PR #109, opened 2019-06-25
Add support for attaching to a remote gdb server

thegecko:
This PR introduces an attach argument `remote` which allows the gdb client to attach to a remote gdb server.

e.g.:

```
attachArguments = {
    ...
    remote: localhost:3456,
    ...
}
```

### DIFF
--- a/src/GDBBackend.ts
+++ b/src/GDBBackend.ts
@@ -126,6 +126,10 @@ export class GDBBackend extends events.EventEmitter {
         return this.sendCommand('-gdb-exit');
     }
 
+    public sendTargetSelectRemote(remote: string) {
+        return this.sendCommand(`-target-select remote ${remote}`);
+    }
+
     private nextToken() {
         return this.token++;
     }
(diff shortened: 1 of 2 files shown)


dschaefer:
No, only I can say run tests :).

thegecko:
> No, only I can say run tests :).

Darn, thought I'd save you some time!

dschaefer:
Yeah, it's some weird security thing I think where only admins can kick off the verify jobs.

dschaefer:
I'm just wondering about this though. Is it not possible to launch when connected to a remote target. I know for embedded system connecting to hardware debuggers or gdb stubs you attach, but I'm not sure that's generally true especially when considering all the bells and whistles they've added to the Linux gdbserver.

thegecko:
> Is it not possible to launch when connected to a remote target

This is possible, but I would then expect the adapter to handle the gdb server process launching and arguments. I felt that would be unwanted, but happy to implement it in this way instead or as well as attach.

I believe the launch arguments for this case would then look like:

- gdb client executable
- gdb client args
- gdb server executable
- gdb server args
- executable being debugged
- executable arguments

Would the port for connecting client and server then be determined by the adapter in a similar way to [this one][(https://github.com/Marus/cortex-debug)?

thegecko:
As discussed in https://github.com/eclipse-cdt/cdt-gdb-adapter/issues/114 this is better implemented in a subclass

********************

* _ASSIGNMENT_
Each line above that contains the string "https" should be copied.

* _ANSWER BELOW_
Would the port for connecting client and server then be determined by the adapter in a similar way to [this one][(https://github.com/Marus/cortex-debug)?
As discussed in https://github.com/eclipse-cdt/cdt-gdb-adapter/issues/114 this is better implemented in a subclass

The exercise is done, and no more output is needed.